Uses: Food, Medicinal
Locations: Undetermined
Reference Type: Related Info
Archival Data:
"Spicebush (Lindera benzoin) was also used as a remedy for aches and sluggishness much as our vitamin pills at the present time--not quite so costly, however".
Comments: N/A
Reference Type: Description
Archival Data:
"winaxkátwi spicebush, known in the south west as spicewood, a shrub with yellow flowers, tree is four feet high".
Comments: N/A
Reference Type: Use - Medicinal
Archival Data:
The stems of spicebush were used to make tea. "The Indians cut the stems into sticks or small pieces pour hot water over them and drink the infusion as spicewood tea".
Comments: N/A
Reference Type: Use - Medicinal/Food
Archival Data:
Used in tea as a tonic. "My mother used to use it, besides making spicebush tea, she used it to parboil older game like an old 'coon or an old woodchuck. To parboil 'em in it, it tenderized 'em. Or at least we thought it did."
Comments: N/A
Reference Type: Use - Medicinal
Archival Data:
Spicebush root tea was used "for everything you know".
Comments: N/A
Reference Type: Description
Archival Data:
"Spicebush is a small bush that grows about six feet tall . . . It has a red berry on it in the fall of the year and in the spring it has a small yellow-clustered bloom.
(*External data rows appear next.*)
PR #147, opened 2019-07-03
Allow a BugsnagAppender to be created from an existing client.

safarmer:
This makes it possible to programatically create a Bugsnag logback appender without having to pass in the configuration options twice (once to the original client, and once again to the appender or defined in the logback XML file). This is especially useful if you are adding callbacks and configuration settings that are the same across the original instance and the Logback appender.

If the appender is created with an existing client, it is not possible to set any of the values of the appender that affect Bugsnag as it would also affect the original client.

## Goal
Make it easier to share the configuration and callbacks between an existing Bugsnag client and a Bugsnag Logback appender.

## Design
This approach was taken to couple the logback and client configurations when both are used. This can be the case when you are using Spring Boot.

### Changed
The BugsnagAppender has an optional constructor with a Bugsnag client argument that can be used as the client for logging.

## Tests
Added a new JUnit test to ensure that the new client is used and not overwritten when the appender is started.

### Alternative Approaches

N/A

### Outstanding Questions

Should we explicitly throw an exception if calling a method on the appender that would change the Bugsnag client configuration when providing a client?

Should the provided client be able to be reconfigured through the appender? This sounds dangerous to me, and the client will only ever be provided if creating the appender programatically.

### Linked issues
N/A

## Review

  - [x] Final review

### DIFF
--- a/bugsnag/src/main/java/com/bugsnag/BugsnagAppender.java
+++ b/bugsnag/src/main/java/com/bugsnag/BugsnagAppender.java
@@ -80,9 +80,26 @@ public class BugsnagAppender extends UnsynchronizedAppenderBase<ILoggingEvent> {
     /** Bugsnag client. */
     private Bugsnag bugsnag = null;
 
+    /** Creates an appender from an existing Bugsnag client. */
+    public BugsnagAppender(Bugsnag bugsnag) {
+        super();
+        this.bugsnag = bugsnag;
+    }
+
+    /**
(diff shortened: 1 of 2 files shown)


tomlongridge:
Thanks @safarmer, we'll take a look at this and get back to you shortly.

safarmer:
Thanks for the quick review @fractalwrench! Looking forward to seeing this in an upcoming release.

fractalwrench:
This has been shipped in v3.6.0. Thanks again for your contribution!

PR #53, opened 2023-02-08
fix: replace uglifier by terser for js compression

nicolas-brousse:
This PR replace `uglifier` gem by `terser` for js compression.


nicolas-brousse:
@nanego if it's good for you, you can merge this.

PR #96, opened 2023-10-13
275817 - i18n - Disk types resource

MBausson:


nicolas-brousse (changes requested):
@MBausson some change to do

nicolas-brousse (approved):

PR #97, opened 2023-10-18
Update ApplicationController to allow API requests

B-Rass:


app/controllers/application_controller.rb
```diff
@@ -10,7 +10,7 @@ class ApplicationController < ActionController::Base
 
   # Prevent CSRF attacks by raising an exception.
   # For APIs, you may want to use :null_session instead.
-  protect_from_forgery with: :exception
+  protect_from_forgery with: :exception, unless: -> { request.format.json? }
```
nicolas-brousse, line 13:
```suggestion
  protect_from_forgery with: :exception, unless: -> { request.format.json? }
  protect_from_forgery with: :null_session, if: -> { request.format.json? }
```

nicolas-brousse (changes requested):

nicolas-brousse (approved):

PR #132, opened 2024-01-24
294488 - API : Add new use-cases

B-Rass:


app/controllers/servers_controller.rb
```diff
@@ -7,6 +7,7 @@ class ServersController < ApplicationController
 
   def index
     @servers = Server.includes(:frame, :room, :islet, bay: :frames, modele: :category).order(:name)
+    @servers = @servers.where(name: params[:name]) if params[:name].present?
```
nicolas-brousse, line 10:
```suggestion
    @servers = @servers.where(Server.arel_table[:name].matches("%#{params[:name]}%")) if params[:name].present?
```

I suggest the usage of `LIKE` SQL, to let user search with partial name.

B-Rass: Indeed, thanks

nicolas-brousse (approved):

PR #151, opened 2024-02-28
Fix: don't use user#authentication_token.length for hidden value

nicolas-brousse:


app/views/users/show.html.erb
```diff
@@ -35,7 +35,7 @@
               <%= @user.authentication_token %>
             </span>
             <span data-reveal-target="item">
-              <%= "*" * @user.authentication_token.length %>
```
B-Rass, line 38: Why setting a default value (20) and not `0`?

nicolas-brousse: It looked weird. Maybe the better should be to simple show empty value and hidden reveal too

B-Rass: yes

nicolas-brousse: Updated

B-Rass (approved):

PR #152, opened 2024-02-28
Rubocop cleanups

nicolas-brousse:


app/views/users/show.html.erb
B-Rass, line 1: Should not be here

nicolas-brousse: Fixed

B-Rass (approved):

PR #156, opened 2024-03-06
Update changelog index

nicolas-brousse:


spec/decorators/changelog_entry_decorator_spec.rb
B-Rass, line 1: In a perfect world, it may be nice to add the methods test

PR #157, opened 2024-03-20
Use datatable in users index

nicolas-brousse:


app/components/list/data_table_component.rb
```diff
@@ -59,8 +59,8 @@ def link_to_sort(label, attribute)
       current_direction = current_attribute == attribute ? params[:direction].to_sym : nil
 
       parameters = case current_direction
-                   when nil then { column: attribute, direction: :asc }
-                   when :asc then { column: attribute, direction: :desc }
+                   when nil then { column: attribute, direction: :desc }
+                   when :desc then { column: attribute, direction: :asc }
```
B-Rass, line 63:
```suggestion
                   when nil then { column: attribute, direction: :asc }
                   when :asc then { column: attribute, direction: :desc }
```

B-Rass: In fact, keep it like it was, it should order a to z first.

B-Rass (changes requested):
My bad about the asc / desc changes

app/components/list/data_table_component.rb
nicolas-brousse: @B-Rass I changed it back

B-Rass (approved):

PR #171, opened 2024-04-08
Create card component

MBausson:


spec/components/previews/card_component_preview.rb
nicolas-brousse, line 1: May be nice to have header text and footer text customizable in lookbook

app/components/card_component.rb
nicolas-brousse, line 1: Could be nice to already be able to set a color (see.: https://getbootstrap.com/docs/3.4/components/#panels-alternatives)

nicolas-brousse (changes requested):
@MBausson good start, I see two part that could be improve

app/components/card_component.rb
```diff
@@ -0,0 +1,33 @@
...
+      <% if footer? %>
+      <div class="panel-footer">
+        <%= footer %>
+      </div>
+      <% end %>
+    </div>
+  ERB
+
+  def initialize(state = :default)
+    @state = state
```
nicolas-brousse, line 29:
```suggestion
    @type = type
```

Perfer type over state.

Also add list of available types in a constant. And if value is not in the list then raise an `ArgumentError` exception:

```rb
raise ArgumentError, "#{type} is not a valid type" unless TYPES.key?(type)
```

spec/components/card_component_spec.rb
nicolas-brousse, line 1: Add test for the `type` argument

- 1 that works and check presence of class
- 1 that doesn't works and throw an exception

spec/components/previews/card_component_preview.rb
nicolas-brousse: Rename `state` into `type` here too.

nicolas-brousse (changes requested):

nicolas-brousse (approved):

PR #176, opened 2024-04-17
Fixing wrong network data migration

B-Rass:
Migration network data was done badly. Here's the fix of it


B-Rass:
I compared capacity and infrastructure views before / after executing this migration, and I had the same results.

I also check on both DBs and I counted same amount for each network type. So, the fix is valid to me.

nicolas-brousse (approved):

PR #181, opened 2024-05-02
320594 Store user settings

MBausson:


db/migrate/20240502093805_enable_hstore.rb
nicolas-brousse, line 1: Is this pg extension necessary?

app/views/users/settings/edit.html.erb
```diff
@@ -0,0 +1,30 @@
+<div class="authform">
+  <h3><%= t(".title") %></h3>
+
+  <%= form_for @user, url: users_settings_path do |f| %>
```
nicolas-brousse, line 4:
```suggestion
  <%= form_with model: @user, url: users_settings_path do |f| %>
```

app/views/users/settings/edit.html.erb
```diff
@@ -0,0 +1,30 @@
...
+    <div class="form-group">
+      <%= f.label :locale %>
+      <%= f.select :locale, User::AVAILABLE_LOCALES.compact, selected: @user.locale, class: "form-control" %>
```
nicolas-brousse, line 7: `selected` should not be necessary if form configured properly

app/views/users/settings/edit.html.erb
```diff
@@ -0,0 +1,30 @@
...
+    </div>
+
+    <!-- TODO: Remove me when themes will be implemented -->
+<!--    <div class="form-group">-->
+      <%#= f.label :theme %>
+      <%#= f.select :theme, User::AVAILABLE_THEMES.compact, selected: @user.theme, class: "form-control" %>
```
nicolas-brousse, line 13: `selected` should not be necessary if form configured properly

app/views/users/settings/edit.html.erb
```diff
@@ -0,0 +1,30 @@
...
+<!--    </div>-->
+
+    <div class="form-group">
+      <%= f.label :visualization_bay_default_background_color %>
+      <%= f.select :visualization_bay_default_background_color, User::AVAILABLE_BAY_BACKGROUND_COLORS.compact,
+                   selected: @user.visualization_bay_default_background_color, class: "form-control" %>
```
nicolas-brousse, line 19: `selected` should not be necessary if form configured properly

app/views/users/settings/edit.html.erb
```diff
@@ -0,0 +1,30 @@
...
+    </div>
+
+    <div class="form-group">
+      <%= f.label :visualization_bay_default_orientation %>
+      <%= f.select :visualization_bay_default_orientation, User::AVAILABLE_BAY_ORIENTATIONS.compact,
+                   selected: @user.visualization_bay_default_orientation, class: "form-control" %>
```
nicolas-brousse, line 25: `selected` should not be necessary if form configured properly

app/views/users/settings/edit.html.erb
nicolas-brousse, line 7: What's `compact` used for?

app/models/user.rb
```diff
@@ -1,9 +1,21 @@
 # frozen_string_literal: true
 
 class User < ApplicationRecord
+  AVAILABLE_LOCALES = (I18n.available_locales.map(&:to_s) << nil).freeze
```
nicolas-brousse, line 4:
```suggestion
  AVAILABLE_LOCALES = I18n.available_locales.map(&:to_s).freeze
```

No needs of `nil`. You have to use `allow_nil: true` in validator (apply the same on every validators related to settings

db/migrate/20240502093805_enable_hstore.rb
MBausson: No, i removed this migration

app/views/users/settings/edit.html.erb
MBausson: Since every constants had a nil value, I wanted not to show it on views
The `compact` is not necessary anymore

app/views/users/settings/edit.html.erb
```diff
@@ -0,0 +1,28 @@
+<div class="authform">
+  <h3><%= t(".title") %></h3>
+
+  <%= form_with model: @user, url: users_settings_path do |f| %>
+    <div class="form-group">
+      <%= f.label :locale %>
+      <%= f.select :locale, User::AVAILABLE_LOCALES, class: "form-control" %>
```
MBausson, line 7: @nicolas-brousse Do you have an idea of why the class is not being applied on the select ?

B-Rass (approved):

B-Rass:
@nicolas-brousse I don't know if we merge this, because if an user choose `english` as his locale, then the site will crash, and will not be able to update it. 


+ I let you review my small changes

app/controllers/concerns/localization.rb
```diff
@@ -0,0 +1,15 @@
...
+module Localization
+  extend ActiveSupport::Concern
+
+  included do
+    before_action :set_locale
+
+    private
+
+    def set_locale
+      I18n.locale = current_user&.locale || I18n.default_locale.to_s
```
nicolas-brousse, line 12: Does `to_s` necessary?

config/locales/en.yml
nicolas-brousse, line 1: Add missing translations

config/locales/activerecord.fr.yml
nicolas-brousse, line 1: Add this tranlations in `en` file

app/views/rooms/show.html.erb
```diff
@@ -71,7 +73,7 @@
                                 <% u_disponibles -= 1 %>
                               <% end %>
 
-                              <% bgModeleColor = define_background_color(server: server, mode: params['bg']) %>
+                              <% bgModeleColor = define_background_color(server: server, mode: bg || Modele.model_name.human.downcase) %>
```
nicolas-brousse, line 76: For which usage `Modele.model_name.human.downcase` has been added?

app/views/rooms/show.html.erb
```diff
@@ -1,3 +1,5 @@
+<% bg = params[:bg].presence || current_user.visualization_bay_default_background_color %>
+<% view = params[:view].presence || current_user.visualization_bay_default_orientation == 'rear' ? 'back' : 'front' %>
```
nicolas-brousse, line 2: Is there any reason for using `rear` in our settings instead `back`?

app/views/rooms/show.html.erb
```diff
@@ -114,7 +116,7 @@
         <!-- Choix de la couleur de fond des serveurs -->
         <div class="btn-group">
           <button type="button" class="btn btn-default dropdown-toggle" data-toggle="dropdown" aria-haspopup="true" aria-expanded="false">
-            Couleur de fond : <%= params[:bg] || 'modèle' %> <span class="caret"></span>
+            <%= t("rooms.action_buttons.background_color", bg: bg || Modele.model_name.human.downcase) %> <span class="caret"></span>
```
nicolas-brousse, line 119: Not sure about using `Modele.model_name.human.downcase`. It seams to be a key here, so if we rename Modele model name translation, this will break this code.

app/views/rooms/show.html.erb
```diff
@@ -206,20 +208,19 @@
...
-        if (searchParams.has('view')) {
-            view = searchParams.get('view')
-        } else {
-            searchParams.set('view', view)
+        const searchParams = new URLSearchParams(window.location.search)
+
+        if (!searchParams.has('view')){
+          searchParams.set('view', '<%= view %>')
         }
+
```
nicolas-brousse, line 216: Is this still necessary? `searchParams` seams not to be used anymore

app/views/users/settings/edit.html.erb
```diff
@@ -0,0 +1,41 @@
+<div class="authform">
+  <h3><%= t(".title") %></h3>
+
+  <%= form_with model: @user, url: users_settings_path do |f| %>
+    <div class="form-group">
+      <%= f.label :locale %>
+      <%= f.select :locale,
+                   User::AVAILABLE_LOCALES.map { |locale| [User.human_attribute_name("locale.#{locale}"), locale] },
```
nicolas-brousse, line 8: Move this in a decorator.

For example:
```rb
class << self
    def available_locales_for_options
      AVAILABLE_LOCALES.map { |locale| [User.human_attribute_name("locale.#{locale}"), locale] }
    end
end
```

nicolas-brousse: Also do the same for the others select

nicolas-brousse (changes requested):
@MBausson here is my review.

app/views/rooms/show.html.erb
MBausson: No, I actually used the same values as in the issue

app/views/users/settings/edit.html.erb
```diff
@@ -0,0 +1,28 @@
...
+  <%= form_with model: @user, url: users_settings_path do |f| %>
+    <div class="form-group">
+      <%= f.label :locale %>
+      <%= f.select :locale, UserDecorator::available_background_colors_for_options, {}, class: "form-control" %>
+    </div>
+
+    <!-- TODO: Remove me when themes will be implemented -->
+<!--    <div class="form-group">-->
+      <%#= f.label :theme %>
+      <%#= f.select :theme, User::AVAILABLE_THEMES.compact, class: "form-control" %>
```
nicolas-brousse, line 13: Move this in the decorator too.

app/decorators/user_decorator.rb
nicolas-brousse, line 1: Add decorator tests

nicolas-brousse (changes requested):
@MBausson 2 last changes otherwise LGTM

app/views/users/settings/edit.html.erb
```diff
@@ -0,0 +1,28 @@
+<div class="authform">
+  <h3><%= t(".title") %></h3>
+
+  <%= form_with model: @user, url: users_settings_path do |f| %>
+    <div class="form-group">
+      <%= f.label :locale %>
+      <%= f.select :locale, UserDecorator::available_background_colors_for_options, {}, class: "form-control" %>
```
nicolas-brousse, line 7: Not the good options.

nicolas-brousse (changes requested):

nicolas-brousse (approved):

PR #196, opened 2024-07-01
Add feature test for RoomsController#show

MBausson:


test/controllers/frames_controller_test.rb
```diff
@@ -21,7 +21,7 @@ class FramesControllerTest < ActionController::TestCase
 
   test "should create frame" do
     assert_difference('Frame.count') do
-      post :create, params: { frame: { name: @frame.name, bay_id: 1 } }
+      post :create, params: { frame: { name: "MyFrame4", bay_id: 1 } }
```
MBausson, line 24: Since I added slugs to frames fixtures, the test failed because of a unique constraint violation on slugs

Gemfile
```diff
@@ -70,7 +71,7 @@ group :test do
   gem "simplecov", require: false
   gem "simplecov-console", require: false
   # gem "minitest-rails-capybara"
-  # gem "formulaic"
+  gem "formulaic"
```
B-Rass, line 74: Can you put this line where it belongs, after `cuprite` line

B-Rass (changes requested):

spec/features/rooms/browse_room_spec.rb
```diff
@@ -0,0 +1,73 @@
...
+    end
+
+    # 3. Change background color to 'gestionnaire'
+    bg_dropdown_button = first("span.pull-right > * > .btn-default.dropdown-toggle")
+    bg_dropdown_button.click
+
+    bg_dropdown_gestionnaire = all(".dropdown-menu > li")[1]
+    bg_dropdown_gestionnaire.click
+
+    sleep 1
```
nicolas-brousse, line 64: What this for?

MBausson: Since the view is loaded via javascript, we cannot use `find()` to wait for the DOM to be updated because this is already done earlier in the test

B-Rass (approved):

nicolas-brousse (approved):

PR #325, opened 2019-12-05
Angle spinbox improvements

fruchti:
I noticed the angle spinbox didn't take decimal places when the locale's decimal separator is a comma. While fixing this I changed a few other things:

* The increments with the arrow keys/scrolling are now 1°, with PgUp/PgDn 15°. This should be more useful than the current behaviour.
* You can now directly enter negative angles and angles > 360°. Especially negative angles are useful sometimes.

Because I did neither find a way to let Gtk consider the upper and lower limit to be identical, nor how to easily check if the last increment was a step or a page increment, the wrapping behaviour is now slightly inconsequential: with both kinds of increments, it always wraps to 0° or 359°. I consider this issue to be pretty minor, though.

### DIFF
--- a/src/property_panels/property_editor.cpp
+++ b/src/property_panels/property_editor.cpp
@@ -6,6 +6,7 @@
 #include "core/core_schematic.hpp"
 #include "core/core_board.hpp"
 #include "widgets/spin_button_dim.hpp"
+#include "widgets/spin_button_angle.hpp"
 #include "util/util.hpp"
 #include <algorithm>
 #include <iostream>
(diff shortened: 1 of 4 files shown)


fruchti:
Regarding the failed build:

```
 build/gen/version_gen.cpp
Traceback (most recent call last):
  File "make_version.py", line 25, in <module>
    fi.write(tmpl.substitute(major=v.major, minor=v.minor, micro=v.micro, string=v.string, name=v.name, commit=gitversion))
UnicodeEncodeError: 'ascii' codec can't encode character '\xb0' in position 304: ordinal not in range(128)
Makefile:704: recipe for target 'build/gen/version_gen.cpp' failed
make: *** [build/gen/version_gen.cpp] Error 1
make: *** Waiting for unfinished jobs....
```

Did the ‘°’ in the commit message break make_version.py? It builds just fine on my system…

carrotIndustries:
Pressing page down if the angle is 0 results in 358.99° rather than 345

fruchti:
Yes, I would have preferred wrapping to 360° - step size, too, but I didn't find a nice way to achieve this. I'll look into somehow reimplementing the wrapping manually if it's a big issue for you.

fruchti:
Found a way around it. Wrapping should now behave as intended.

PR #335, opened 2020-01-16
SpinButtonDim parses mil

endofexclusive:
Allows typing things like `4.5 mil` (in addition to `mm` and `inch`) into dimension spin buttons. It is not the neatest patch, but it works.


carrotIndustries:
While working on that code, I got the feeling that this piece of code might be good reason to add some tests...

endofexclusive:
Thanks!

PR #345, opened 2020-02-04
Add component group and tag to schematic and board HUD

fruchti:
This PR adds the group and tag to the schematic editor's HUD:
screenshot

This is especially useful if a symbol's value is hidden or the schematic if is too crowded, so the group and tag names displayed in the value field wouldn't be readable.

Am I right in assuming that adding this information to the board editor would be non-trivial, since the block and consequently the group and tag names aren't available there?

### DIFF
--- a/src/imp/imp.cpp
+++ b/src/imp/imp.cpp
@@ -924,6 +924,12 @@ std::string ImpBase::get_hud_text_for_component(const Component *comp)
             s += "<a href=\"" + Glib::Markup::escape_text(part->get_datasheet()) + "\" title=\""
                  + Glib::Markup::escape_text(Glib::Markup::escape_text(part->get_datasheet())) + "\">Datasheet</a>\n";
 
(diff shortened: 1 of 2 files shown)


carrotIndustries:
> Am I right in assuming that adding this information to the board editor would be non-trivial, since the block and consequently the group and tag names aren't available there?

In fact, simply move you your code over to ` ImpBase::get_hud_text_for_component` and it'll automatically work in both schematic and board. Use `core.r->get_block()` to get the netlist. Also use `.at()`. rather than `[]` and make the pointer to the block `const` to avoid accidentally modifying it.

fruchti:
Oh, neat! In fact, I had the code in `ImpBase` at first, but used `core.c` to try to access the block which understandably fails for the board editor.

carrotIndustries:
One more thing: use `Block::get_group_name` and its `tag` friend to get the string representations.

fruchti:
Done.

It’s a blackish-looking plant--shrub--and it has an aromic smell to it. You break off a piece of it and chew on it, or just smell it, it has a real spicy smell to it. Decidedly spice".
Comments: N/A
Reference Type: Use - Medicinal/Food
Archival Data:
Fruits were gathered and dried for seasonsing. Young leaves used for tea.
Comments: N/A
Reference Type: Horticultural Info
Archival Data:
Pick berries when they are red in fall.
Comments: N/A
Reference Type: Use - Food
Archival Data:
"They [the Myaamia] took to coffee like a duck to water when it became introduced to them. But in their earlier days, their primitive days, they didn't know coffee. The only drink they had of that type would have been sassafras or spicebush".
Comments: N/A
Reference Type: Use - Medicinal
Archival Data:
Tea was made using spicebush.
Comments: N/A
Reference Type: Habitat
Archival Data :
Occurs in moist, rich woods in eastern and western Myaamia lands.
Comments: N/A
No sources entered.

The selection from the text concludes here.